Collected data entries:
PR #100, opened 2024-08-24
[Michael Yang] iP

michaelyql:
# Terminator
> (Terminator): I will be back...

This is a chatbot inspired by the [Terminator](https://en.wikipedia.org/wiki/The_Terminator) franchise.

Features include
- Adding, deleting, marking of tasks

For example, `todo terminate aliens` creates a todo task for *terminating aliens* 🤖

In order to run the chatbot,
1. Download the latest jar release version into your preferred directory.
2. Run `java -jar Terminator` from the terminal or command line.

The entry point of the application is in the `main` function. 
```java
class Terminator {
    ...
        Terminator tChatbot = new Terminator();
        tChatbot.run();
    }
}
```
<hr />

Additional features (to be added):
- [ ] Keep track of your ingredients in your kitchen fridge
- [x] Sweep your floors for you and keep your house clean


src/main/java/terminator/Terminator.java
```diff
@@ -0,0 +1,128 @@
...
+        // Start main event loop
+        this.terminalUi.greet();
+        Scanner sc = new Scanner(System.in);
+        String input = sc.nextLine();
+        while (!input.equals("bye")) {
+            this.terminalUi.printHorizontalLine();
+            try {
+                Command command = this.parser.parse(input);
+                String response = command.execute(this.taskList.getTaskList());
+                if (command instanceof TodoCommand
```
antgyf, line 71: Would it be possible to implement this in the execute() method instead? ie. keep a static taskList field in the command class and call getTasksRemaining() on it instead. Not a big issue but something to consider.

src/main/java/terminator/command/CommandParser.java
```diff
@@ -0,0 +1,80 @@
...
+    private final Pattern todoPattern;
+    private final Pattern eventPattern;
+    private final Pattern deadlinePattern;
+    private final Pattern deletePattern;
+    private final Pattern findPattern;
+
+    /**
+     * Creates a new instance of a CommandParser.
+     */
+    public CommandParser() {
```
antgyf, line 39: Might be more efficient to keep these patterns as a static field and initialise on declaration.

src/main/java/terminator/command/CommandParser.java
```diff
@@ -0,0 +1,80 @@
...
+    /**
+     * Parses the user input and returns an instance of a concrete implementation of the Command class,
+     * which can be executed to perform the desired operation.
+     *
+     * @param input The user input to parse
+     * @return An instance of the Command class.
+     */
+    public Command parse(String input) {
+        Matcher matcher;
+        if (input.isEmpty()) {
```
antgyf, line 51: for many layers of if else statements it may be faster to use a switch statement!

src/main/java/terminator/Terminator.java
```diff
@@ -0,0 +1,128 @@
...
+     *
+     * If the data was read successfully, initiate the main event loop, which can
+     * handle commands from the user through the command line. <br/><br/>
+     *
+     * The application exits when the user enters {@code bye} into the command line.
+     */
+    private void runTerminalUi() {
+        // Load data from storage
+        try {
+            this.storage.loadDataFromFile(this.taskList);
```
antgyf: nit: can remove unnecessary use of this keyword. Should only use this keyword if there is ambiguity in code.

antgyf (commented):
Overall LGTM. Just a few small nits here and there!

src/main/java/terminator/Terminator.java
michaelyql: I feel that keeping a static `taskList` field in the `Command` class could lead to poorer separation of concerns, as the `Command` class is only intended to represent a command by the user, and hence it should not be concerned with how data is being stored.

src/main/java/terminator/command/CommandParser.java
michaelyql: I decided to stick with `if/else` statements because `switch` statements require a target variable that is either a byte, short, char, int (and their wrappers), or String or enum. Switch statements can't match objects, so in this case it wouldn't make sense to try to match the `Matcher` object.

I feel that regex patterns are more robust and less error-prone in general for parsing user inputs, but I agree that it has performance downsides and is slower than regular switch statements.

src/main/java/terminator/command/DeadlineCommand.java
```diff
@@ -0,0 +1,51 @@
...
+        super(input);
+    }
+
+    /**
+     * Creates a new DeadlineTask with the given input and adds it to the task list.
+     *
+     * @param todoList The task list.
+     * @throws TerminatorException if the description of the deadline task is empty.
+     */
+    @Override
```
xGladiate, line 29: When writing Javadocs for overridden methods, the `@inheritDoc` tag can be used to reuse the header comment from the parent method but with further modifications e.g., when the method has a slightly different behavior from the parent method. _Else, if f I am not wrong:_ The JavaDoc tool will use the comment from the overriding method.

src/main/java/terminator/task/Storage.java
```diff
@@ -0,0 +1,246 @@
...
+                    break;
+                case EVENT:
+                    parseEvent(desc);
+                    break;
+                case DEADLINE:
+                    parseDeadline(desc);
+                    break;
+                default:
+                    // We shouldn't reach this condition since we already checked the TaskType beforehand
+                    break;
```
xGladiate: Good job on not making any common mistakes! 💯

src/main/java/terminator/Main.java
```diff
@@ -0,0 +1,110 @@
...
+
+    private Image userImage = new Image(this.getClass().getResourceAsStream("/images/user.jpg"));
+    private Image dukeImage = new Image(this.getClass().getResourceAsStream("/images/terminator.jpg"));
+
+    /**
+     * Starts the GUI for the chatbot.
+     *
+     * @param stage The JavaFX Stage.
+     */
+    @Override
```
xGladiate, line 27: Good job grouping the code, which helps to provide clear segmentation of the different segments of code. 
**_Improvements_**: Might want to provide clear and concise explanations of what each section of code is doing. 

For example: 
``` java
    // Configure user input and send button
    userInput.setPrefWidth(325.0);
    sendButton.setPrefWidth(55.0);
```

src/main/java/terminator/Terminator.java
```diff
@@ -0,0 +1,128 @@
...
+
+import terminator.command.Command;
+import terminator.command.CommandParser;
+import terminator.command.DeadlineCommand;
+import terminator.command.DeleteCommand;
+import terminator.command.EventCommand;
+import terminator.command.TerminatorException;
+import terminator.command.TodoCommand;
+import terminator.task.Storage;
+import terminator.task.TaskList;
```
xGladiate: Good job for grouping the imports in a clear manner!

xGladiate (commented):
Overall, there is no visible violation of coding standards, keep up the good work! 💯

PR #112, opened 2024-08-25
[Qiu Jinhang] iP

jhqiu21:
# EchoBot
> "The key is not to prioritize what's on your schedule, but to schedule your priorities." -Stephen Covey ([source](https://www.brainyquote.com/authors/stephen-covey-quotes))

EchoBot is your ultimate task manager, designed to free up your mental space so you can focus on what truly matters. With EchoBot you can effortlessly keep track of your tasks without the hassle of remembering every detail. :star_struck: It’s:

* Easy to learn so you can get started right away.
* Blazing fast for quick and efficient task management.

Getting started is as simple as:

1. Downloading it from [here](https://github.com/jhqiu21/ip/releases/download/A-Jar/echo.jar).
1. Open a terminal.
1. Navigate to the folder with `echo.jar` file using the cd command.
1. Run the command 
    ```
    java -jar echo.jar.
    ```
1. Adding your tasks.
1. Letting EchoBot take care of the rest. :wink:

**Features:**

- [x] Task management
- [x] Deadline tracking
- [ ] Customizable themes (coming soon)
- [ ] Reminder notifications (coming soon)

```java
public class EchoBot {
        EchoBot bot = new EchoBot();
        bot.run();
    }
}
```


src/test/java/echo/DeadlineTest.java
kimxw, line 1: Not sure but I was wondering if the test directory should be under root as opposed to src

src/main/java/echo/Storage.java
kimxw, line 1: You could consider using more packages to make the codebase more maintainable. For example, Task and related classess could be put in a package called tasks. You could have a package called storage for classess that read and write from the memory/ data text file.

src/main/java/echo/Parser.java
```diff
@@ -0,0 +1,111 @@
...
+        // parse the command
+        String[] cmdParts = userInput.split(" ", 2);
+        String command = cmdParts[0].toUpperCase();
+
+        // set isExit flag to indicate bot exit
+        // boolean isExit = false;
+
+        try {
+            switch (Command.valueOf(command)) {
+            case BYE:
```
kimxw: Correct indentation for switch statement (as per this course :) because I have seen many people miss it (including myself) oof

src/main/java/echo/ToDo.java
```diff
@@ -0,0 +1,29 @@
...
+ * This class extends the Task class and implements Serializable for object serialization.
+ */
+public class ToDo extends Task implements Serializable {
+
+    /**
+     * Creates a task to be completed.
+     *
+     * @param task without any date/time attached to it.
+     */
+    public ToDo(String task) {
```
kimxw: Perhaps use a 'description' as a variable name instead of task as it gives a slightly false impression that task is of type Task. Same comment for the parent Task class' attributes.

src/main/java/echo/ToDo.java
```diff
@@ -0,0 +1,29 @@
+package echo;
+
+import java.io.Serializable;
+
+/**
+ * Represents a task to be completed.
+ * This class extends the Task class and implements Serializable for object serialization.
+ */
+public class ToDo extends Task implements Serializable {
```
kimxw: Nice use of this interface. But i guess we dont have to explicitely say that it implements Serializable here because the parent Task class aready does that (?)

src/main/java/DialogBox.java
haleemairfan, line 1: Hi! You could shift your files handling the GUI into a separate directory for better organisation!

src/main/java/echo/Command.java
haleemairfan, line 1: great use of enums i personally did not think of that :)

src/main/java/echo/TaskList.java
```diff
@@ -0,0 +1,118 @@
...
+        for (int i = 0; i < this.allTasks.size(); i++) {
+            tasks += (i + 1) + ". " + this.allTasks.get(i).toString();
+            tasks += (i == this.allTasks.size() - 1) ? "" : "\n";
+        }
+        return "There are " + this.allTasks.size() + " tasks in the list:"
+                + "\n" + tasks;
+    }
+
+    /**
+     * Marks the target task in the list based on the index.
```
kimxw: JavaDoc convention of starting the header comment with "Marks" "Returns" etc ✅

src/main/java/echo/Deadline.java
```diff
@@ -0,0 +1,42 @@
...
+public class Deadline extends Task implements Serializable {
+    private LocalDateTime deadline;
+
+    /**
+     * Creates task that need to be done before a specific date/time.
+     *
+     * @param task task information of the deadline task.
+     * @param deadline the time by which the task needs to be completed,
+     *                 in the format "yyyy/MM/dd HH:mm".
+     * @throws DateTimeParseException if the deadline string is not in the correct format.
```
haleemairfan: Your javadoc comments are very detailed!

src/main/java/echo/Parser.java
```diff
@@ -0,0 +1,111 @@
...
+     */
+    public static String parse(String userInput, TaskList allTasks) throws DukeException {
+        // parse the command
+        String[] cmdParts = userInput.split(" ", 2);
+        String command = cmdParts[0].toUpperCase();
+
+        // set isExit flag to indicate bot exit
+        // boolean isExit = false;
+
+        try {
```
haleemairfan: neat use of enums!

src/main/java/echo/Parser.java
```diff
@@ -0,0 +1,111 @@
+package echo;
+
+
+/**
+ * The Parser class is responsible for interpreting user commands
+ * and performing the corresponding actions on the task list.
+ */
+public class Parser {
+
+    public static String listAllTask(TaskList allTasks) {
```
kimxw: Method name 'listAllTasks' might be better + this would make it more consistent with the 'allTasks' variable as well

src/main/java/echo/TaskList.java
```diff
@@ -0,0 +1,118 @@
...
+
+import java.io.Serializable;
+import java.util.ArrayList;
+
+/**
+ * Represents a list of Task objects.
+ * It provides methods to operate on a target Task object in the list.
+ */
+public class TaskList implements Serializable {
+    private ArrayList<Task> allTasks = new ArrayList<>();
```
kimxw: I generally checked all classes and seems like you didnt make any of the attributes public. nice! ✅

src/test/java/echo/DeadlineTest.java
```diff
@@ -0,0 +1,31 @@
+package echo;
+
+import static org.junit.jupiter.api.Assertions.assertEquals;
+
+import org.junit.jupiter.api.Test;
+
+public class DeadlineTest {
+    @Test
+    public void test_creat_deadline() {
```
kimxw: test methods dont follow the naming convention

Underscores may be used in test method names using the following three part format `featureUnderTest_testScenario_expectedBehavior()`

e.g. `sortList_emptyList_exceptionThrown()`, `getMember_memberNotFound_nullReturned`

src/test/java/echo/DeadlineTest.java
```diff
@@ -0,0 +1,31 @@
...
+    @Test
+    public void test_mark_deadline() {
+        try {
+            Task deadlineA = new Deadline("dA", "2023/03/23 23:59");
+            Task deadlineB = Task.createTask("deadline dA /by 2023/03/23 23:59");
+            deadlineA.setMark();
+            deadlineB.setMark();
+            assertEquals(deadlineA.toString(), deadlineB.toString());
+        } catch (DukeException e) {
+            System.out.println(e.getMessage());
```
kimxw: I think in general it is not adviced to add print statements to tests. I did a quick google search and maybe the JUnit `assertThrows` will be a better way to detect exception and pass/fail the test accoridngly.

kimxw (commented):
Some naming standard violations and things to take note of when testing with exceptions. Other than that, LGTM!

PR #113, opened 2024-08-25
[MinkhantEain] ip

MinkhantEain:
# Luke
> "I am your father" - [Darth Vader](https://en.wikipedia.org/wiki/Darth_Vader)

The name Luke was chosen for the following reasons:
+ Similar to Duke
- ~~Easy~~ Simple change from Duke
* Same first name as __Luke Skywalker__ :baby: 

What can it do for you?
1. It can track your list of things to do
2. It can show the deadline :nerd_face: 
3. It can show the task timeline :open_mouth: 

All this functionality at **SGD__0.00__!**

Features:
- [x] Basic task tracking functionality
- [ ] GUI implementation (Coming Soon)
- [ ] Push notification (Coming Soon)

Just for info, the `main` method looks like this:
```java
public static void main(String[] args) throws IOException {
        new Luke("./data/Luke.txt").run();
    }
```


src/main/java/presentation/Ui.java
```diff
@@ -0,0 +1,87 @@
...
+                        + "| |__ | |_| |   <  __/\n"
+                        + "|____| \\__,_|_|\\_\\___|\n";
+        System.out.println("Hello from\n" + logo);
+        System.out.println("Yo! I'm Luke.\nHow's it hanging?");
+    }
+
+    /**
+     * Shows closing dialog when the application ends.
+     */
+    public void closingDialog() {
```
itsnotsherm: Would it be clearer to have your method be named "closeDialog" without the adverb?

src/main/java/tasks/Task.java
```diff
@@ -0,0 +1,70 @@
+package tasks;
+
+import java.util.Objects;
+
+public abstract class Task {
+    private boolean completed;
```
itsnotsherm: I like your naming. Should this boolean be named isComplete instead?

src/main/java/tasks/Event.java
```diff
@@ -0,0 +1,64 @@
...
+    }
+
+    @Override
+    public String toString() {
+        return String.format("[E][%s] %s (from: %s to: %s)", super.completedStringRepresentation(), super.getDescription(), from, to);
+    }
+
+    public static Event load(String input) {
+        String[] parameters = input.split("\\|");
+        String[] dateRange = parameters[3].split("to");
```
itsnotsherm, line 77: Perhaps a better naming to include a plural noun instead so that it is clearly a collection of Strings?

src/main/java/tasks/Task.java
```diff
@@ -0,0 +1,70 @@
...
+
+    public void mark() {
+        this.completed = true;
+    }
+
+    public void unMark() {
+        this.completed = false;
+    }
+
+    public String completedStringRepresentation() {
```
itsnotsherm: Should this be renamed to a verb that represents the method?

src/main/java/utility/TaskList.java
```diff
@@ -0,0 +1,99 @@
...
+
+import java.io.IOException;
+import java.util.ArrayList;
+
+/** Wrapper class for tasks recorded by Luke. */
+public class TaskList {
+    private final ArrayList<Task> tasks;
+
+    /** Returns the size of tasks. */
+    public int getTasksSize() {
```
itsnotsherm: Would it be clearer if this is named getTaskListSize instead?

src/main/java/tasks/Task.java
```diff
@@ -0,0 +1,70 @@
...
+        if (!completed) {
+            return " ";
+        } else {
+            return "X";
+        }
+    }
+
+    public int intComplete() {
+        return completed ? 1 : 0;
```
itsnotsherm: Any idea why you do this instead of "return completed == true"?

itsnotsherm (commented):
LGTM, just a few nits to fix with regards to variable and method names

The task → Whenever the string "Perhaps" occurs in a line of the entries above, copy that line.

Response →
kimxw: Perhaps use a 'description' as a variable name instead of task as it gives a slightly false impression that task is of type Task. Same comment for the parent Task class' attributes.
itsnotsherm, line 77: Perhaps a better naming to include a plural noun instead so that it is clearly a collection of Strings?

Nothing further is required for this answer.